STUDY MATERIAL

PR #8513, opened 2019-12-19
fix config pointers panic

azr:
After seeing #8509 I went to double check and realised a lot more are missing. I had checked this like 3 times but there were so many changes in #8423 that this happened. Sorry ! :facepalm:


builder/null/builder.go
```diff
@@ -45,7 +45,6 @@ func (b *Builder) Run(ctx context.Context, ui packer.Ui, hook packer.Hook) (pack
 
 	// Setup the state bag and initial state for the steps
 	state := new(multistep.BasicStateBag)
-	state.Put("config", b.config)
```
azr: I removed this one as it's not being used

nywilken: :100:

PR #8516, opened 2019-12-19
Proxmox builder: Use global next vm id

in0rdr:
I was struggling to create a new template because another user already created vms with ids that where bigger than the vm [ids visible to the user running the `packer build`](https://github.com/hashicorp/packer/blob/master/builder/proxmox/step_start_vm.go#L49).

The `packer build tmpl.json` failed:
```
==> proxmox: Error creating VM: 500 lvcreate 'pve/vm-143-disk-0' error:
             Logical Volume "vm-143-disk-0" already exists in volume group "pve"
```

This is reasonable, because another user created a vm with that id in the mean time. Therefore, I suggest to use the global [`/cluster/nextid`](https://pve.proxmox.com/pve-docs/api-viewer/) instead of the [maxid](https://github.com/hashicorp/packer/blob/master/builder/proxmox/step_start_vm.go#L49) of the current user.

Luckily, [`proxmox-api-go`](https://github.com/hashicorp/packer/blob/master/vendor/github.com/Telmate/proxmox-api-go/proxmox/client.go#L578) already provides the necessary code to fetch the `nextid`.

Thus, this PR changes the logic for selecting the next "free" vm id for the builder to account for additional vms not visible to the user that runs `packer build`.

Steps to reproduce:
1. Create vms with user1 in a resource pool owned by user1 alone 
2. Create more vms in a resource pool owned by user2 alone
3. Create vm template with `packer build` in the resource pool solely owned by user1

Expected results:
1. Vms created, user1s local `maxid` and the global `nextid` are increased simultaneously
2. Vms created, user2s local `maxid` and the global `nextid` are increased simultaneously. User1s `maxid` remains unchanged.
3. Vm created with a vm id `nextid + 1`

Actual results:
1. Vms created, user1s local `maxid` and the global `nextid` are increased simultaneously
2. Vms created, user2s local `maxid` and the global `nextid` are increased simultaneously. User1s `maxid` remains unchanged.
3. Vm not created, because `maxid + 1` is owned/created by user2 already

Following test scenario (to make the problem evident):
```
# fetch user1 maxid as in "builder/proxmox/step_start_vm.go#L49"
curl -s -XGET -b "$cookie" "$PM_API_URL/cluster/resources?type=vm" | jq -r '.data[].vmid'
111
112
142

# the current implementation of `packer build` would try to create
# a vm with id 143

# fetch global nextid
curl -s -XGET -b "$cookie" "$PM_API_URL/cluster/nextid" | jq -r '.data'
148

# user1 is unaware of vm 148, because user1 has no access
# to the resource pool of user2 which created vms 143,144,..,148

# user1 tries to create a vm template with maxid + 1 = 142 + 1 = 143,
# where it should create a new vm with nextid + 1 = 148 + 1 = 149
packer build tmpl.json
```

The PR still includes the call `MaxVmId` because the call to `GetNextID` requires a start id, where the local maxid of the user could be used as a starting point (if available).

### DIFF
--- a/builder/proxmox/step_start_vm.go
+++ b/builder/proxmox/step_start_vm.go
@@ -18,7 +18,7 @@ type stepStartVM struct{}
 
 func (s *stepStartVM) Run(ctx context.Context, state multistep.StateBag) multistep.StepAction {
 	ui := state.Get("ui").(packer.Ui)
-	client := state.Get("proxmoxClient").(*proxmox.Client)
+	client := state.Get("proxmoxClient").(proxmox.PveClient)
 	c := state.Get("config").(*Config)
 
 	agent := 1
--- a/builder/proxmox/step_start_vm.go
+++ b/builder/proxmox/step_start_vm.go
@@ -45,21 +45,21 @@ func (s *stepStartVM) Run(ctx context.Context, state multistep.StateBag) multist
 
 	if c.VMID == 0 {
 		ui.Say("No VM ID given, getting next free from Proxmox")
-		for n := 0; n < 5; n++ {
-			id, err := proxmox.MaxVmId(client)
-			if err != nil {
-				log.Printf("Error getting max used VM ID: %v (attempt %d/5)", err, n+1)
-				continue
-			}
-			c.VMID = id + 1
-			break
+		maxid, err := proxmox.MaxVmId(client)
+		var nextid int
+		if err != nil {
+			log.Printf("Error getting max used VM ID: %v", err)
+			nextid, err = client.GetNextID(0)
+		} else {
+			nextid, err = client.GetNextID(maxid)
 		}
-		if c.VMID == 0 {
-			err := fmt.Errorf("Failed to get free VM ID")
+		if err != nil {
+			err := fmt.Errorf("Failed to get next free VM ID")
 			state.Put("error", err)
 			ui.Error(err.Error())
 			return multistep.ActionHalt
 		}
+		c.VMID = nextid
 	}
 	vmRef := proxmox.NewVmRef(c.VMID)
 	vmRef.SetNode(c.Node)
--- a/builder/proxmox/step_start_vm_id_mock.go
+++ b/builder/proxmox/step_start_vm_id_mock.go
@@ -1,0 +1,129 @@
+package proxmox
+import (
+	"io"
+	"github.com/Telmate/proxmox-api-go/proxmox"
+)
+
+type vmIdMock struct {
+	getVmList func() (map[string]interface{})
+	getNextID func(int) (int)
+}
+func (m vmIdMock) StartVm(vmref *proxmox.VmRef) (string, error) {
+	return "", nil
+}
+func (m vmIdMock) GetVmList() (map[string]interface{}, error) {
+	return m.getVmList(), nil
+}
+func (m vmIdMock) GetNextID(currentId int) (int, error) {
+	return m.getNextID(currentId), nil
+}
+func (m vmIdMock) createVMDisks(string, map[string]interface{}) (int, error) {
+	return 0, nil
+}
+func (m vmIdMock) CheckVmRef(vmref *proxmox.VmRef) (error) {
+	return nil
+}
+func (m vmIdMock) CloneQemuVm(*proxmox.VmRef, map[string]interface{}) (string, error) {
+	return "", nil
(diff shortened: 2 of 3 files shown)


carlpett:
Thanks @in0rdr, nice improvement! It would be good with some unit test coverage on this, as you mention there are a couple of cases. 
Except that, this looks good to me :+1:

SwampDragons:
@in0rdr are you planning to add some unit tests to this?

in0rdr:
Yes, certainly, but I need more time for a proper test case.

in0rdr:
Just added the test cases. I suppose it was inevitable to create an interface for the PVE client to mock the the [`NextId()`](https://github.com/hashicorp/packer/pull/8516/files#diff-c02d540272406cd4a587c569bce5df15R186) function and create a basic scenario with a few VMs returned by [`getVmList()`](https://github.com/hashicorp/packer/pull/8516/files#diff-c02d540272406cd4a587c569bce5df15R173) (as outlined in the description).

The mock resides in the file [`start_vm_id_mock.go`](https://github.com/hashicorp/packer/pull/8516/files#diff-62ec1db090ce646846a7480b54e121e1) from this PR. The interface is in [`vendor/github.com/Telmate/proxmox-api-go/proxmox/client_interface.go` (#314bd23)](https://github.com/in0rdr/packer/commit/314bd23) I assume this needs to be patched upstream in [proxmox-api-go (#d6e0313)](https://github.com/in0rdr/proxmox-api-go/commit/d6e0313) first (few minor differences since master diverged)?

The tests can be run using the following command from the `builder/proxmox` directory:
```
go test -run TestGetNextId -v -mod=vendor
```

carlpett:
@in0rdr I think you may be able to get away with a more lightweight approach than creating a full mock here, and having a small focussed interface within the package instead. For example, see here: https://github.com/hashicorp/packer/blob/master/builder/proxmox/step_convert_to_template.go#L19
Or am I missing something that makes this infeasible?

SwampDragons:
What's the status on this PR? What needs to be done to get it ready for merge?

carlpett:
@SwampDragons My wish would be that we improve the test as I suggested so we do not need an upstream change. When that is fixed, this should be mergable, IMO.

in0rdr:
I tried implementing a more lightweight client interface beforehand, but the call to [`proxmox.MaxVmId(client)`](https://github.com/hashicorp/packer/blob/master/builder/proxmox/step_start_vm.go#L49) requires us to implement all the `proxmox.Client` methods, otherwise, this call fails.

We could discard this call altogether and supply a default value of `0` for `client.GetNextID` instead:
```
nextid, err = client.GetNextID(0)
```

This would result in an API call [without any assumption about the `maxid/currentid`](https://github.com/hashicorp/packer/blob/master/vendor/github.com/Telmate/proxmox-api-go/proxmox/client.go#L581). This is fine as well in my point of view. I did not drop this call to `proxmox.MaxVmId` yet to make the change as "backwards compatible" as possible.

Still, further down the line, there is the call to [`config.CreateVm(vmRef, client)`](https://github.com/hashicorp/packer/blob/master/builder/proxmox/step_start_vm.go#L70). This call [requires a complete implementation](https://github.com/hashicorp/packer/blob/master/vendor/github.com/Telmate/proxmox-api-go/proxmox/config_qemu.go#L74) of the proxmox client as well (can be mocked though). How could we get rid of that?

Intuitively, it would make more sense to have a call like `client.CreateVm` and pass a `config` to that call, however, this should be the topic of another PR for proxmox-api-go. Then it would be possible to properly mock the `CreateVm` call in our "minimal/mocked implementation".

carlpett:
Ah, sloppy reading on my part, I was looking at API and reasoning about `GetNextID`, not the global `MaxVmId`. Totally agree regarding the somewhat odd API design for CreateVm.
But to not expand scope too much in this PR, how about this: Extract the logic within the `if c.VMID == 0 { ... }` block into a function like `getFreeID(idGetter) (int, error)`, where `idGetter` is a new interface with `GetNextID`. Then let your test-cases test just that new function, instead.

Then a series of refactorings on the proxmox-api repo and corresponding changes here could be done later.

SwampDragons:
I'm closing because nothing has been done on this for over a month, but we can reopen or just open a new pull request if y'all find the time to pick this back up.

PR #8522, opened 2019-12-19
Test flakes

SwampDragons:
Remove and/or modify some tests that regularly flake. These tests all have a time-dependent element that gets wonky when running on small CI machines.


azr:
Yup, I agree here ! The success of these time limited tests depend a lot on the machine making them sorta incorrect.

PR #8543, opened 2019-12-27
Fix permission denied for external plugins, path was empty

### LINKED ISSUE #8527: Permission denied running plugin since packer 1.5.0
#### Overview of the Issue

Since Packer 1.5.0, we could not run vsphere-clone and vsphere-iso plugins anymroe.

#### Reproduction Steps

Install vsphere plugins https://github.com/jetbrains-infra/packer-builder-vsphere

Run a build.json using these plugins

### Packer version

Packer 1.5.0

Linux 64 bits

```bash
$ PACKER_LOG=1 packer.io -only=vsphere-clone build.json
2019/12/20 11:24:36 [INFO] Packer version: 1.5.0 [go1.13.5 linux amd64]
2019/12/20 11:24:36 [DEBUG] Discovered plugin: vsphere-clone = /usr/local/bin/packer-builder-vsphere-clone.linux
2019/12/20 11:24:36 [DEBUG] Discovered plugin: vsphere-iso = /usr/local/bin/packer-builder-vsphere-iso
2019/12/20 11:24:36 using external builders [vsphere-clone vsphere-iso]
2019/12/20 11:24:36 Attempting to open config file: /home/user/.packerconfig
2019/12/20 11:24:36 [WARN] Config file doesn't exist: /home/user/.packerconfig
2019/12/20 11:24:36 Setting cache directory: /home/user/centos7_http/packer_cache
2019/12/20 11:24:36 Plugin could not be found at  (exec: "": executable file not found in $PATH). Checking same directory as executable.
2019/12/20 11:24:36 Current exe path: /usr/local/bin/packer.io
2019/12/20 11:24:36 Creating plugin client for path: /usr/local/bin
2019/12/20 11:24:36 Starting plugin: /usr/local/bin []string{"/usr/local/bin"}
Failed to initialize build 'vsphere-clone': error initializing builder 'vsphere-clone': fork/exec /usr/local/bin: permission denied
2019/12/20 11:24:36 [INFO] (telemetry) Finalizing.
2019/12/20 11:24:38 [WARN] (telemetry) Error finalizing report. This is safe to ignore. Post https://checkpoint-api.hashicorp.com/v1/telemetry/packer: context deadline exceeded
2019/12/20 11:24:38 waiting for all plugin processes to complete...
make: *** [Makefile:22: vsphere_validate] Error 1
$ echo $PATH
/usr/local/bin:/usr/bin:/bin:/usr/games:/home/user/.local/bin:/home/user/.local/bin
```

TJM:
Fixes #8527

This fixes the missing path on external plugins. It simplifies the "range" so that the "path" is a local variable. I believe that the pluginPaths[plugin] was not being evaluated in the right scope (not until it was being called later).

~~I am still trying to figure out why the `plugin := plugin` line was there, it was being assigned in the "for" statement directly above it. There are more examples in the discoverInternalPlugins.~~

~tommy

### DIFF
--- a/config.go
+++ b/config.go
@@ -131,12 +131,12 @@ func (c *config) discoverExternalComponents(path string) error {
 	if err != nil {
 		return err
 	}
-	for plugin, path := range pluginPaths {
-		newPath := path // this needs to be stored in a new variable for the func below
-		c.Builders[plugin] = func() (packer.Builder, error) {
+	for pluginName, pluginPath := range pluginPaths {
+		newPath := pluginPath // this needs to be stored in a new variable for the func below
+		c.Builders[pluginName] = func() (packer.Builder, error) {
 			return c.pluginClient(newPath).Builder()
 		}
-		externallyUsed = append(externallyUsed, plugin)
+		externallyUsed = append(externallyUsed, pluginName)
 	}
 	if len(externallyUsed) > 0 {
 		sort.Strings(externallyUsed)
@@ -148,12 +148,12 @@ func (c *config) discoverExternalComponents(path string) error {
 	if err != nil {
 		return err
 	}
-	for plugin, path := range pluginPaths {
-		newPath := path // this needs to be stored in a new variable for the func below
-		c.PostProcessors[plugin] = func() (packer.PostProcessor, error) {
+	for pluginName, pluginPath := range pluginPaths {
+		newPath := pluginPath // this needs to be stored in a new variable for the func below
+		c.PostProcessors[pluginName] = func() (packer.PostProcessor, error) {
 			return c.pluginClient(newPath).PostProcessor()
 		}
-		externallyUsed = append(externallyUsed, plugin)
+		externallyUsed = append(externallyUsed, pluginName)
 	}
 	if len(externallyUsed) > 0 {
 		sort.Strings(externallyUsed)
@@ -165,12 +165,12 @@ func (c *config) discoverExternalComponents(path string) error {
 	if err != nil {
 		return err
 	}
-	for plugin, path := range pluginPaths {
-		newPath := path // this needs to be stored in a new variable for the func below
-		c.Provisioners[plugin] = func() (packer.Provisioner, error) {
+	for pluginName, pluginPath := range pluginPaths {
+		newPath := pluginPath // this needs to be stored in a new variable for the func below
+		c.Provisioners[pluginName] = func() (packer.Provisioner, error) {
 			return c.pluginClient(newPath).Provisioner()
 		}
-		externallyUsed = append(externallyUsed, plugin)
+		externallyUsed = append(externallyUsed, pluginName)
 	}
 	if len(externallyUsed) > 0 {
 		sort.Strings(externallyUsed)
@@ -209,9 +209,9 @@ func (c *config) discoverSingle(glob string) (map[string]string, error) {
 		}
 
 		// Look for foo-bar-baz. The plugin name is "baz"
-		plugin := file[len(prefix):]
-		log.Printf("[DEBUG] Discovered plugin: %s = %s", plugin, match)
-		res[plugin] = match
+		pluginName := file[len(prefix):]
+		log.Printf("[DEBUG] Discovered plugin: %s = %s", pluginName, match)
+		res[pluginName] = match
 	}
 
 	return res, nil
--- a/config.go
+++ b/config.go
@@ -132,10 +132,9 @@ func (c *config) discoverExternalComponents(path string) error {
 		return err
 	}
 	for plugin, path := range pluginPaths {
-		plugin := plugin
-		path := path
+		newPath := path // this needs to be stored in a new variable for the func below
 		c.Builders[plugin] = func() (packer.Builder, error) {
-			return c.pluginClient(path).Builder()
+			return c.pluginClient(newPath).Builder()
 		}
 		externallyUsed = append(externallyUsed, plugin)
 	}
@@ -150,10 +149,9 @@ func (c *config) discoverExternalComponents(path string) error {
 		return err
 	}
 	for plugin, path := range pluginPaths {
-		plugin := plugin
-		path := path
+		newPath := path // this needs to be stored in a new variable for the func below
 		c.PostProcessors[plugin] = func() (packer.PostProcessor, error) {
-			return c.pluginClient(path).PostProcessor()
+			return c.pluginClient(newPath).PostProcessor()
 		}
 		externallyUsed = append(externallyUsed, plugin)
 	}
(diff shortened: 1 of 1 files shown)


config.go
```diff
@@ -131,10 +131,9 @@ func (c *config) discoverExternalComponents(path string) error {
 	if err != nil {
 		return err
 	}
-	for plugin := range pluginPaths {
-		plugin := plugin
+	for plugin, path := range pluginPaths {
 		c.Builders[plugin] = func() (packer.Builder, error) {
-			return c.pluginClient(pluginPaths[plugin]).Builder()
+			return c.pluginClient(path).Builder()
```
yuval-k: you probably want to do a `path := path` right at the beginning of the loop
otherwise path will refer to the last path.
see example:
https://play.golang.org/p/Ha3EdfQyr7D

TJM: That is *really* weird, so basically you are saying if I had more than one external plugin, it would break?

I wondered why that assignment to itself was done, what is the deal with that?

TJM: Right, thanks @yuval-k. I was wondering why they were doing that, must have something to do with the anonymous function? I *think* I understand it now :)

yuval-k: yes, essentially the function captures the loop variable that gets changed in each iteration.
by doing `path := path`, the function will capture a copy of that variable.

TJM: thanks :)

TJM:
combined commits to make it cleaner

TJM:
@yuval-k Do I need to do anything further on this?

yuval-k:
I have no idea, I'm not a maintainer here; I was waiting for this PR to merge so I can address https://github.com/solo-io/packer-builder-arm-image/pull/42
FWIW, it looks good to me.

config.go
```diff
@@ -148,10 +149,11 @@ func (c *config) discoverExternalComponents(path string) error {
 	if err != nil {
 		return err
 	}
-	for plugin := range pluginPaths {
+	for plugin, path := range pluginPaths {
 		plugin := plugin
+		path := path
 		c.PostProcessors[plugin] = func() (packer.PostProcessor, error) {
-			return c.pluginClient(pluginPaths[plugin]).PostProcessor()
+			return c.pluginClient(path).PostProcessor()
```
azr: Hey @TJM, thanks for opening; to me this is doing exactly the same thing as before; did this fix your issue ?

`plugin := plugin` was making the plugin variable local and therefore the range loop would not overwrite it. `pluginPaths` never changes.

Here's an edit of your previous snippet that shows it: https://play.golang.org/p/KM88f-Z69xe

TJM: Yes, my code fixes the problem with the path. The example code doesn't cover where pluginPaths is being overwritten because it processes 3 different types of plugins: https://github.com/hashicorp/packer/blob/master/config.go#L130-L164

Presumably, because provisioner is the last type "discovered" it would still have worked, but builder and post-processor do not.

Tommy

SwampDragons:
Thanks for this. I've reproduced that this fixes a bug in loading the post-processor.

config.go
```diff
@@ -131,10 +131,11 @@ func (c *config) discoverExternalComponents(path string) error {
 	if err != nil {
 		return err
 	}
-	for plugin := range pluginPaths {
+	for plugin, path := range pluginPaths {
```
SwampDragons: This change does work but it doesn't help make this code any more intuitive.  I believe that the original issue is that we're importing a module named "plugin", and then redeclaring "plugin" to be a variable inside of these loops. That's not something we ever should have done. I'd rather be very explicit and avoid namespace collisions. So instead of adding the path variable, and doing the same redeclaration inside the scope of the loop, let's just use variable names that aren't overloaded: 

example: 

```
for builderPlugin, builderPath := range pluginPaths {
```

I just tested, and if I use this instead I can drop the

```
plugin := plugin
path := path
```

Lines and the issue will still be fixed. Would you mind updating your PR with this change?  Otherwise I can just push a commit over your PR, if you'd rather.

TJM: We could change the names of the variables for clarity, but I think you will still need to have that extra assignment to make it work for more than one plugin.

config.go
TJM: Here is an example https://play.golang.org/p/WJ710aIBWIN

config.go
TJM: I realized while I was renaming variables to make it easier to understand, that the "plugin" variable was not necessary because it was being used during the assignment, rather than later when the "func" would run.

SwampDragons: I still don't like using "plugin" at all here because of the namespace collision with the plugin module.

SwampDragons: And testing it with both a provisioner and a post-processor, I didn't need to assign a second time when I used unique variable names.

TJM: > I still don't like using "plugin" at all here because of the namespace collision with the plugin module.

OK, I didn't realize that was a problem.  I will change that ;)

> And testing it with both a provisioner and a post-processor, I didn't need to assign a second time when I used unique variable names.

When I tried it with the example code <https://play.golang.org/p/8WrQ9AI5bPM> , the range variable (regardless of its name) overwrites the P1 and P2 variables, and thus the result is that with more than one plugin per type, you only get the last one.

TJM: @SwampDragons I removed the reference to the "plugin" variable, saw what you meant by the namespace collision once I looked into it. I also found another reference in the discoverSingle() and removed that... does this work?

SwampDragons: Ah, I see. Yes, I like this way better. Thanks for implementing it!

TJM: Do you want me to combine the commits?

TJM: too late :)

TJM:
I actually finished this just before you merged, but figured I would paste it here anyhow, incase we wanted to look back at this.

config.go
azr: Ah right ! thanks for the explanation !

tomelliff:
Is there a workaround for this? The 1.5.2 milestone has a deadline of 5th Feb but I'm not sure if there's a plan to release before then.

I was hoping to use the new Kubernetes service account IAM roles via OIDC for our CI pipelines which needs Packer 1.5.0 for the relevant AWS SDK version but we're relying on the [`ami-copy` post processor](https://github.com/martinbaillie/packer-post-processor-ami-copy) and I can't get a build of that working currently which I think is down to the issue being fixed here.

Or could I get away with building the post processor against Packer 1.5.0's Go module and then building Packer from source with a commit that includes the fix here? Unsure about whether the fix needs to be in the Packer binary or the SDK that the post processor is using.

SwampDragons:
@tomelliff that makes perfect sense.  If you're comfortable using a beta release until the feb 5 release, https://github.com/hashicorp/packer/releases/tag/nightly contains this patch.

tomelliff:
Awesome thanks. I got the nightly release email just after commenting so had already started rebuilding and checking and it looks like just updating the Packer binary is fine.

I'll update our Packer image in CI to use the binaries released for the nightly build for now and get things merged on the post processor side to unblock that too.

SwampDragons:
Sounds good. Let me know if I can help in any other ways :)

PR #9264, opened 2020-05-20
Update github.com/hashicorp/go-cty-funcs to master

azr:
This updates hcl2 functions after https://github.com/hashicorp/go-cty-funcs/pull/4 was merged.

To make sure we are on the latest version and the correct branch.


SwampDragons:
Do we need to update anything in the docs for this?

azr:
@SwampDragons good question, ehm no, the latest changes move packages around and remove a go modules split ( that was a bit early ), nothin behavioral has changed. I need to make sure all funcs are used though.

PR #9202, opened 2020-05-09
Add support for specifying key to fetch from AWS Secrets Manager

overdrive3000:
This PR add support for specifying which key will be fetched from AWS Secrets Manager when a single secret has multiple keys stored in it.

Bellow simple packer config file can be used to test this feature:

```
{
  "variables": {
    "single": "{{ aws_secretsmanager `app/singlevalue` }}",
    "v1": "{{ aws_secretsmanager `app/multiple` `value01` }}",
    "v2": "{{ aws_secretsmanager `app/multiple` `value02` }}"
  },
  "builders": [
    {
      "type": "null",
      "communicator": "none"
    }
  ],
  "provisioners": [
    {
      "type": "shell-local",
      "inline": [
        "echo {{ user `single` }}",
        "echo {{ user `v1`}}",
        "echo {{ user `v2` }}"
      ]
    }
  ]
}
```

Closes #9201

PR #9273, opened 2020-05-21
un-bypass secretsmanager tests

SwampDragons:
Aws secretsmanager tests were flaking, so I turned them off on master. this PR re-enables them, but let's not merge until I know they aren't flaking anymore.

### DIFF
--- a/template/interpolate/aws/secretsmanager/secretsmanager_test.go
+++ b/template/interpolate/aws/secretsmanager/secretsmanager_test.go
@@ -115,12 +115,12 @@ func TestGetSecret(t *testing.T) {
 		got, err := c.GetSecret(test.arg)
 		if test.ok {
 			if got != test.want {
-				t.Logf("want %v, got %v, error %v, using arg %v", test.want, got, err, test.arg)
+				t.Fatalf("want %v, got %v, error %v, using arg %v", test.want, got, err, test.arg)
 			}
 		}
 		if !test.ok {
 			if err == nil {
-				t.Logf("error expected but got %q, using arg %v", err, test.arg)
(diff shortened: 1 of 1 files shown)


nywilken:
I believe the issue lies on the following line https://github.com/hashicorp/packer/blob/8f73a44410d8cb29d4f029a0af16a05dfc8c7864/template/interpolate/aws/secretsmanager/secretsmanager.go#L86

The assumption being that the resulting map will always be in the expected order. I didn't see any information on the results from GetSecretValue being sorted in any particular way so it may not be safe to assume that the first key will always be the same. With that said, we can update the test to just assert that at least a valid secret is returned. 

Or maybe not support the case where if a secret has multiple keys the first one is returned, and instead maybe error with something like the secret contains multiple values please try again with an exact key name.

SwampDragons:
hi @overdrive3000! We found an issue with an assumption made in:https://github.com/hashicorp/packer/pull/9202 

Long story short, the call to json.Unmarshall doesn't necessarily preserve the order of the map being retrieved, and even if it did I don't see anywhere in the docs that there's a guarantee from AWS that the keys will always be in the same order. I think it's better to return an error in the situation where there is more than one key in a response, but the user hasn't provided a spec.Key. 

Do you have time to make this change or should I have someone on the Packer team do it?

SwampDragons:
The good news is, your test caught it! :D

overdrive3000:
Hi @SwampDragons @nywilken 

You're right I made a wrong assumption about JSON marshall order preservation. I will work on it by returning an error if returned secret has multiple keys and no key was specified in template.

SwampDragons:
Awesome, thanks so much!!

YOUR TASK
Exactly as they stand, please print the lines from the first line of the records above down to the line that includes "1. Create vms", both of those included and no others.

WRITTEN REPLY
PR #8513, opened 2019-12-19
fix config pointers panic

azr:
After seeing #8509 I went to double check and realised a lot more are missing. I had checked this like 3 times but there were so many changes in #8423 that this happened. Sorry ! :facepalm:


builder/null/builder.go
```diff
@@ -45,7 +45,6 @@ func (b *Builder) Run(ctx context.Context, ui packer.Ui, hook packer.Hook) (pack
 
 	// Setup the state bag and initial state for the steps
 	state := new(multistep.BasicStateBag)
-	state.Put("config", b.config)
```
azr: I removed this one as it's not being used

nywilken: :100:

PR #8516, opened 2019-12-19
Proxmox builder: Use global next vm id

in0rdr:
I was struggling to create a new template because another user already created vms with ids that where bigger than the vm [ids visible to the user running the `packer build`](https://github.com/hashicorp/packer/blob/master/builder/proxmox/step_start_vm.go#L49).

The `packer build tmpl.json` failed:
```
==> proxmox: Error creating VM: 500 lvcreate 'pve/vm-143-disk-0' error:
             Logical Volume "vm-143-disk-0" already exists in volume group "pve"
```

This is reasonable, because another user created a vm with that id in the mean time. Therefore, I suggest to use the global [`/cluster/nextid`](https://pve.proxmox.com/pve-docs/api-viewer/) instead of the [maxid](https://github.com/hashicorp/packer/blob/master/builder/proxmox/step_start_vm.go#L49) of the current user.

Luckily, [`proxmox-api-go`](https://github.com/hashicorp/packer/blob/master/vendor/github.com/Telmate/proxmox-api-go/proxmox/client.go#L578) already provides the necessary code to fetch the `nextid`.

Thus, this PR changes the logic for selecting the next "free" vm id for the builder to account for additional vms not visible to the user that runs `packer build`.

Steps to reproduce:
1. Create vms with user1 in a resource pool owned by user1 alone 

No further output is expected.